- **Work to complete**
Using the data below, work out how many lines contain the word "Applies", then state that number without comment.

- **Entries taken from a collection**
::::::::::

PR #2138, opened 2023-05-19
feat(spans): Apply transaction name rules to span descriptions

iker-barriocanal:
Applies transaction name rules to span descriptions with a URL-like pattern. Notes:

- We say a span description has a URL-like format when a span's operation starts with `http`.
- Transaction name rules are created on the assumption of a specific transaction name format. Span descriptions have a different format: there's an HTTP verb as a prefix of the string. Thus, I decided to adapt the rule (vs removing the prefix, for the edge cases) and add a leading `**` to match any leading substring (i.e. not only HTTP verbs). Since we're only applying this to URL-like transactions, we don't have to worry about other types.
- We'll consider in the future applying rules to resource-like span descriptions.

#skip-changelog

### DIFF
--- a/relay-general/src/store/transactions/processor.rs
+++ b/relay-general/src/store/transactions/processor.rs
@@ -41,11 +41,11 @@ impl<'r> TransactionsProcessor<'r> {
         let mut span_desc_rules = None;
         if scrub_span_descriptions && !name_config.rules.is_empty() {
             span_desc_rules = Some(
-                (*(name_config.rules))
+                name_config
+                    .rules
                     .iter()
-                    .clone()
-                    .map(|tx_rule| SpanDescriptionRule::from(tx_rule))
-                    .collect::<Vec<SpanDescriptionRule>>(),
+                    .map(SpanDescriptionRule::from)
+                    .collect::<Vec<_>>(),
             );
         }
 
--- a/relay-general/src/store/transactions/processor.rs
+++ b/relay-general/src/store/transactions/processor.rs
@@ -2832,6 +2832,19 @@ mod tests {
                         "status": "ok"
                     },
                     {
+                        "description": "POST http://example.com/remains/to-scrub/remains-too/1234567890",
+                        "op": "http.client",
+                        "parent_span_id": "8f5a2b8768cafb4e",
+                        "span_id": "bd2eb23da2beb450",
+                        "start_timestamp": 1597976393.4619668,
+                        "timestamp": 1597976393.4718769,
+                        "trace_id": "ff62a8b040f340bda5d830223def1d81",
+                        "status": "ok",
+                        "data": {
+                            "description.scrubbed": "POST http://example.com/remains/to-scrub/remains-too/*"
+                        }
+                    },
+                    {
                         "description": "GET http://example.com/another/url/is/intact",
                         "op": "http.client",
                         "parent_span_id": "8f5a2b8768cafb4e",
--- a/relay-general/src/store/transactions/processor.rs
+++ b/relay-general/src/store/transactions/processor.rs
@@ -109,9 +109,7 @@ impl<'r> TransactionsProcessor<'r> {
         let previously_scrubbed =
             matches!(span.data.value(), Some(data) if data.get("description.scrubbed").is_some());
         if !previously_scrubbed {
-            dbg!(&span.description.clone().value());
             if let Some(description) = span.description.clone().value() {
-                dbg!(&description);
                 span.data
                     .value_mut()
                     .get_or_insert_with(BTreeMap::new)
--- a/relay-general/src/store/transactions/processor.rs
+++ b/relay-general/src/store/transactions/processor.rs
@@ -32,21 +32,19 @@ pub struct TransactionNameConfig<'r> {
 #[derive(Default)]
 pub struct TransactionsProcessor<'r> {
     name_config: TransactionNameConfig<'r>,
-    span_desc_rules: Option<Vec<SpanDescriptionRule>>,
+    span_desc_rules: Vec<SpanDescriptionRule>,
     scrub_span_descriptions: bool,
 }
 
 impl<'r> TransactionsProcessor<'r> {
     pub fn new(name_config: TransactionNameConfig<'r>, scrub_span_descriptions: bool) -> Self {
-        let mut span_desc_rules = None;
+        let mut span_desc_rules = Vec::new();
         if scrub_span_descriptions && !name_config.rules.is_empty() {
-            span_desc_rules = Some(
-                name_config
-                    .rules
-                    .iter()
-                    .map(SpanDescriptionRule::from)
-                    .collect::<Vec<_>>(),
-            );
+            span_desc_rules = name_config
+                .rules
+                .iter()
+                .map(SpanDescriptionRule::from)
+                .collect::<Vec<_>>();
         }
 
         Self {
@@ -113,9 +111,9 @@ impl<'r> TransactionsProcessor<'r> {
             }
         }
 
-        let Some(rules) = &self.span_desc_rules else {
+        if self.span_desc_rules.is_empty() {
             return Ok(());
-        };
+        }
 
         // HACK(iker): work-around to scrub the description, in a
         // context-manager-like approach.
@@ -148,7 +146,7 @@ impl<'r> TransactionsProcessor<'r> {
             if let Some(description) = data.get_mut("description.scrubbed") {
                 description.apply(|name, meta| {
                     if let Value::String(s) = name {
-                        let result = rules.iter().find_map(|rule| {
+                        let result = self.span_desc_rules.iter().find_map(|rule| {
                             rule.match_and_apply(Cow::Borrowed(s))
                                 .map(|new_name| (rule.pattern.compiled().pattern(), new_name))
                         });
--- a/relay-general/src/store/transactions/processor.rs
+++ b/relay-general/src/store/transactions/processor.rs
@@ -71,7 +71,7 @@ impl<'r> TransactionsProcessor<'r> {
         if let Some(info) = info.as_mut() {
             transaction.apply(|transaction, meta| {
                 let result = self.name_config.rules.iter().find_map(|rule| {
-                    rule.transaction_match_and_apply(Cow::Borrowed(transaction), info)
+                    rule.match_and_apply(Cow::Borrowed(transaction), info)
                         .map(|applied_result| (rule.pattern.compiled().pattern(), applied_result))
                 });
 
--- a/relay-general/src/store/transactions/processor.rs
+++ b/relay-general/src/store/transactions/processor.rs
@@ -14,6 +14,7 @@ use crate::store::regexes::{
     CACHE_NORMALIZER_REGEX, RESOURCE_NORMALIZER_REGEX, SQL_NORMALIZER_REGEX,
     TRANSACTION_NAME_NORMALIZER_REGEX,
 };
+use crate::store::LazyGlob;
 use crate::types::{
     Annotated, Meta, ProcessingAction, ProcessingResult, Remark, RemarkType, Value,
 };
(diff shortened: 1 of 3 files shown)


relay-general/src/store/transactions/snapshots/relay_general__store__transactions__processor__tests__scrub_span_identifiers_and_apply_rules.snap
```diff
@@ -0,0 +1,75 @@
...
+    {
+      "timestamp": 1597976393.471877,
+      "start_timestamp": 1597976393.461967,
+      "description": "GET http://example.com/another/url/is/intact",
+      "op": "http.client",
+      "span_id": "bd2eb23da2beb451",
+      "parent_span_id": "8f5a2b8768cafb4e",
+      "trace_id": "ff62a8b040f340bda5d830223def1d81",
+      "status": "ok",
+      "data": {}
```
iker-barriocanal, line 57: I'll get rid of this in a future PR.

relay-general/src/store/transactions/rules.rs
```diff
@@ -111,7 +111,7 @@ pub struct TransactionNameRule {
 
 impl TransactionNameRule {
     /// Checks is the current rule matches and tries to apply it.
-    pub fn match_and_apply(
+    pub fn transaction_match_and_apply(
```
iker-barriocanal: I don't really like this (especially the code duplication), but it's the fastest way I could think of to make the `TransactionNameRule` generic enough for this PR without spending time in a refactor to make a clean interface.

relay-general/src/store/transactions/rules.rs
```diff
@@ -149,16 +167,21 @@ impl TransactionNameRule {
         }
     }
 
-    /// Returns `true` if the current rule pattern matches transaction, expected transaction
-    /// source, and not expired yet.
-    pub fn matches(&self, transaction: &str, info: &TransactionInfo) -> bool {
-        let now = Utc::now();
+    /// Returns `true` if the transaction info has a matching transaction source and
+    /// the transaction name matches the rule (see
+    /// [`TransactionNameRule::matches`]).
```
iker-barriocanal: I belive this link doesn't really work, but I spent too much time already and didn't manage to point to that method properly. Any ideas?

relay-general/src/store/transactions/snapshots/relay_general__store__transactions__processor__tests__scrub_span_identifiers_and_apply_rules.snap
```diff
@@ -0,0 +1,75 @@
...
+  ],
+  "_meta": {
+    "spans": {
+      "0": {
+        "data": {
+          "description.scrubbed": {
+            "": {
+              "rem": [
+                [
+                  "description.scrubbed:/remains/*/**",
```
iker-barriocanal: This doesn't really identify what span it applied to. Happy to update it, but I don't think this is really important right now.

relay-general/src/store/transactions/processor.rs
```diff
@@ -84,6 +85,94 @@ impl<'r> TransactionsProcessor<'r> {
...
+        // HACK(iker): work-around to scrub the description, in a
+        // context-manager-like approach.
+        //
+        // If data[description.scrubbed] isn't present, we want to scrub
+        // span.description. However, they have different types:
+        // Annotated<Value> vs Annotated<String>. The simplest and fastest
+        // solution I found is to add span.description to span.data if it
+        // doesn't exist already, scrub it, and remove it if we did nothing.
+        let previously_scrubbed =
+            matches!(span.data.value(), Some(data) if data.get("description.scrubbed").is_some());
```
```suggestion
        let previously_scrubbed = span.data.value().map(|d| d.get("description.scrubbed")).is_some();
```

relay-general/src/store/transactions/processor.rs
```diff
@@ -84,6 +85,94 @@ impl<'r> TransactionsProcessor<'r> {
...
+        if !previously_scrubbed {
+            dbg!(&span.description.clone().value());
```
```suggestion
```

relay-general/src/store/transactions/processor.rs
```diff
@@ -84,6 +85,94 @@ impl<'r> TransactionsProcessor<'r> {
...
+            if let Some(description) = span.description.clone().value() {
+                dbg!(&description);
```
```suggestion
```

relay-general/src/store/transactions/rules.rs
jjbayer: Does `Self` work?

relay-general/src/store/transactions/snapshots/relay_general__store__transactions__processor__tests__scrub_span_identifiers_and_apply_rules.snap
jjbayer: It has the `"0"` on line 59, doesn't that identify the span?

relay-general/src/store/transactions/rules.rs
jjbayer: You could get rid of code duplication by making `transaction_info` an optional argument to `match_and_apply` (and only checking the transaction source if it's `Some`).

relay-general/src/store/transactions/processor.rs
```diff
@@ -84,6 +85,94 @@ impl<'r> TransactionsProcessor<'r> {
...
+
+/// Applies the transaction rule to the string, no matter what the string format is.
+///
+/// Transaction rules are generated on the assumption that they are only
+/// applied to transactions, which have a specific format. Span
+/// descriptions, however, have a different format, including the start of
+/// the string. As a workaround, we add a leading `**` to omit that first
+/// part of the string.
+fn apply_tx_rule_to_string(string: Cow<String>, mut rule: TransactionNameRule) -> Option<String> {
+    rule.pattern = LazyGlob::new(format!("**{}", rule.pattern.raw));
```
jjbayer: This compiles the rule for every span, correct? Can we instead put another field `span_rules` on `name_config` or `self` which contains a separate set of `LazyGlob`s for spans?

jjbayer: Alternative: Don't use different rules, just do a `split(" ")` on the description, or even check for case insensitive `(get|put|post|...) ` explicitly. Similar to how we add-and-remove a trailing slash before scrubbing, we can normalize the span description before applying the rule.

jjbayer (changes requested):
Just a partial review, did not review everything yet.

relay-general/src/store/transactions/snapshots/relay_general__store__transactions__processor__tests__scrub_span_identifiers_and_apply_rules.snap
```diff
@@ -0,0 +1,75 @@
...
+  ],
+  "_meta": {
+    "spans": {
+      "0": {
+        "data": {
+          "description.scrubbed": {
+            "": {
+              "rem": [
+                [
+                  "description.scrubbed:**/remains/*/**",
```
iker-barriocanal, line 78: Note the leading `**` here. This is fine for now, once we have proper span description rules these will disappear.

relay-general/src/store/transactions/rules.rs
```diff
@@ -94,6 +94,70 @@ impl Default for RedactionRule {
...
+            pattern: LazyGlob::new(format!("**{}", value.pattern.raw)),
+            expiry: value.expiry,
+            scope: value.scope.clone(),
+            redaction: value.redaction.clone(),
+        }
+    }
+}
+
+impl SpanDescriptionRule {
+    pub fn match_and_apply(&self, mut string: Cow<String>) -> Option<String> {
```
iker-barriocanal, line 122: I think we could benefit from having a trait for these rules. I'll look into this at some point.

relay-general/src/store/transactions/processor.rs
```diff
@@ -29,13 +30,26 @@ pub struct TransactionNameConfig<'r> {
...
 pub struct TransactionsProcessor<'r> {
     name_config: TransactionNameConfig<'r>,
+    span_desc_rules: Option<Vec<SpanDescriptionRule>>,
     scrub_span_descriptions: bool,
 }
 
 impl<'r> TransactionsProcessor<'r> {
     pub fn new(name_config: TransactionNameConfig<'r>, scrub_span_descriptions: bool) -> Self {
+        let mut span_desc_rules = None;
+        if scrub_span_descriptions && !name_config.rules.is_empty() {
```
iker-barriocanal: I tried something like:
```rust
let span_desc_rules = if ... {
  // generate rules
} else {
  None
}
```
But could not deal with lifetimes. I think this is fine for now.

iker-barriocanal (commented):
Note that the logic around this will change a lot once we have proper span description rules in place.

relay-general/src/store/transactions/processor.rs
iker-barriocanal: I opted for the first version, since the second one would require more logic to also get rid of the subdomain properly.

relay-general/src/store/transactions/rules.rs
iker-barriocanal: I'll refactor this at some point to extract common functionality into a trait, and both the API and logic should get much easier to read and deal with.

relay-general/src/store/transactions/processor.rs
```diff
@@ -31,13 +32,26 @@ pub struct TransactionNameConfig<'r> {
...
+            span_desc_rules = Some(
+                (*(name_config.rules))
+                    .iter()
+                    .clone()
+                    .map(|tx_rule| SpanDescriptionRule::from(tx_rule))
+                    .collect::<Vec<SpanDescriptionRule>>(),
+            );
```
```suggestion
            span_desc_rules = Some(
                name_config
                    .rules
                    .iter()
                    .map(SpanDescriptionRule::from)
                    .collect::<Vec<_>>(),
            );
```

relay-general/src/store/transactions/processor.rs
```diff
@@ -31,13 +32,26 @@ pub struct TransactionNameConfig<'r> {
 #[derive(Default)]
 pub struct TransactionsProcessor<'r> {
     name_config: TransactionNameConfig<'r>,
+    span_desc_rules: Option<Vec<SpanDescriptionRule>>,
```
jjbayer: What's the benefit of making this an option vs. just using an empty `Vec` to disable?

relay-general/src/store/transactions/processor.rs
```diff
@@ -2705,4 +2801,82 @@ mod tests {
...
+                    {
+                        "description": "POST http://example.com/remains/not-scrubbed-for-different-op/remains-too",
+                        "op": "db.sql.query",
+                        "parent_span_id": "8f5a2b8768cafb4e",
+                        "span_id": "bd2eb23da2beb452",
+                        "start_timestamp": 1597976393.4619668,
+                        "timestamp": 1597976393.4718769,
+                        "trace_id": "ff62a8b040f340bda5d830223def1d81",
+                        "status": "ok"
+                    }
```
jjbayer, line 2866: Should we add a test span here that already has a `description.scrubbed`? If I read the code correctly, the intention is to scrub that one again.

relay-general/src/store/transactions/rules.rs
```diff
@@ -12,7 +12,7 @@ use crate::utils::Glob;
 /// This allows to compile the Glob with internal regexes only then whent they are used.
 #[derive(Debug, Clone, Eq, PartialEq)]
 pub struct LazyGlob {
-    raw: String,
+    pub raw: String,
```
jjbayer: Why does `.raw` have to be pub?

relay-general/src/store/transactions/rules.rs
```diff
@@ -94,6 +94,70 @@ impl Default for RedactionRule {
...
+    /// Object containing transaction attributes the rules must only be applied to.
+    pub scope: RuleScope,
+    /// Object describing what to do with the matched pattern.
+    pub redaction: RedactionRule,
+}
+
+impl From<&TransactionNameRule> for SpanDescriptionRule {
+    fn from(value: &TransactionNameRule) -> Self {
+        SpanDescriptionRule {
+            pattern: LazyGlob::new(format!("**{}", value.pattern.raw)),
```
jjbayer, line 113: Let's see if `**` produces undesired cases because it is so permissive. Since the effects are contained in `description.scrubbed`, there is no risk in being aggressive.

jjbayer (approved):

::::::::::

- **Result below**
2